Сашка: да как вам сказать... А бобыль: "У него яйца попорчены
смертельно, и любая баба может забрать жизнь, как суп съесть!" Сашка на
него: не груби! Человек-де новый. Ему ль понять, до какой жестокости у нас
доходит разврат? Вон хариусов лупят по-черному ради обмана женщины...
Приезжий: "Ну-ну, слушаю..." На лавку сел, шляпой обмахивается, ногу на
ногу. Ботинки заграничные, но бывают такие и в Ташкенте. Перед и подошва
белые, задок коричневый. А носки на нем лазоревые, в малиновую полоску.
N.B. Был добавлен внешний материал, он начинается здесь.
PR #3790, opened 2024-11-07
common: refactor verkleCrypto into customCrypto from common

### LINKED ISSUE #3774: Move over verkleCrypto handling into common
We currently are in a situation where we are passing `verkleCrypto` around in the VM/EVM/StateManager. With the latest AccessWitness work from #3770, we are now getting the verkleCrypto instantiation from stateManager, which is a bit roundabout and counterintuitive. As suggested by Holger in this comment: https://github.com/ethereumjs/ethereumjs-monorepo/pull/3770#discussion_r1818569641, we could instead move it into Common.

gabrocheleau:
This PR resolves #3774 by moving the verkleCrypto handling into common

### DIFF
--- a/packages/client/test/rpc/engine/kaustinen6.spec.ts
+++ b/packages/client/test/rpc/engine/kaustinen6.spec.ts
@@ -6,6 +6,7 @@ import {
 } from '@ethereumjs/block'
 import { hexToBytes } from '@ethereumjs/util'
 import { readFileSync } from 'fs'
+import * as verkle from 'micro-eth-signer'
 import * as td from 'testdouble'
 import { assert, describe, it } from 'vitest'
 
@@ -80,6 +81,7 @@ describe(`valid verkle network setup`, async () => {
   const { server, chain, common } = await setupChain(kaustinen6Data, 'post-merge', {
     engine: true,
     genesisStateRoot: genesisVerkleStateRoot,
+    customCrypto: { verkleCrypto: verkle },
   })
   const rpc = getRPCClient(server)
   it('genesis should be correctly setup', async () => {
--- a/packages/statemanager/src/statelessVerkleStateManager.ts
+++ b/packages/statemanager/src/statelessVerkleStateManager.ts
@@ -116,7 +116,7 @@ export class StatelessVerkleStateManager implements StateManagerInterface {
     this._caches = opts.caches
 
     if (opts.common.isActivatedEIP(6800) === false) {
-      throw new Error('EIP-6800 required for verkle state management')
+      throw new Error('EIP-6800 required for stateless verkle state management')
     }
 
     if (opts.common.customCrypto.verkleCrypto === undefined) {
--- a/packages/statemanager/src/statelessVerkleStateManager.ts
+++ b/packages/statemanager/src/statelessVerkleStateManager.ts
@@ -33,6 +33,7 @@ import type { StatelessVerkleStateManagerOpts, VerkleState } from './index.js'
 import type { MerkleStateManager } from './merkleStateManager.js'
 import type {
   AccountFields,
+  Common,
   StateManagerInterface,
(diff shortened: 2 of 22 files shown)


packages/statemanager/src/statelessVerkleStateManager.ts
```diff
@@ -112,14 +115,19 @@ export class StatelessVerkleStateManager implements StateManagerInterface {
 
     this._caches = opts.caches
 
-    this.keccakFunction = opts.common?.customCrypto.keccak256 ?? keccak256
-
-    this._debug = debugDefault('statemanager:verkle:stateless')
+    if (opts.common.isActivatedEIP(6800) === false) {
+      throw new Error('EIP-6800 required for verkle state management')
```
jochem-brouwer, line 119:
```suggestion
      throw new Error('EIP-6800 required for stateless verkle state management')
```

This is the stateless verkle state manager, so I don't think this message is completely correct?

packages/statemanager/test/statefulVerkleStateManager.spec.ts
```diff
@@ -40,7 +46,12 @@ describe('Verkle Tree API tests', () => {
 
   it('should return same stateRoot when putting and then deleting account', async () => {
     const trie = await createVerkleTree()
-    const sm = new StatefulVerkleStateManager({ trie, verkleCrypto })
+    const common = new Common({
+      chain: Mainnet,
+      eips: [6800],
+      customCrypto: { verkleCrypto },
```
jochem-brouwer, line 49: I have a suggestion, can we do the check for the existence of `verkleCrypto` in `Common` inside common? So, if 6800 is active, or it is activated, check if `verkleCrypto` is defined?

Not sure here though, since this would need a check for all cases when 6800 gets active (so when `new Common` constructing it and `common.setActiveEIPs`)

jochem-brouwer (commented):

Ну,
скажи - так и напомнилась птица Уксюр!
У Сашки от воспоминания поддалась душа. Все, как оно проистекло,
рассказал до мелочи. Приезжий от жалости горит лицом. Смуглое, а сквозь
смуглость полыхает красиво так. Аж слезы! И шляпой машет на себя, машет.
Разобрал вещи, открывает саквояж. Коробочка с порошками. "Какое это, -
говорит, - у вас строение около, в земле?" - "Сруб для винокуренья". - "Ага,
оно подходяще. Идемте!"
Сашка: неуж-де знает средство? "Все увидите, чего надо! Не будем
опережать".
В сруб вошли - приезжий вмиг разжег огонь. Щепотку какую-то посыпал на
дрова, и заполыхали от одной спички. Дверь дубовую заложил бруском. В срубе
и воды чистой наготовлено, и брага доходит - из яблок. Анисовые яблоки. Дух
- в голове хороводы. Рядом и ржаная, и ягодная бражка для перегона.
Приезжий каждую бражку помешал, да палец в нее и на язык попробовал.
Почмокал эдак. И головой поводит: "О! О!" Дело хорошее, мол.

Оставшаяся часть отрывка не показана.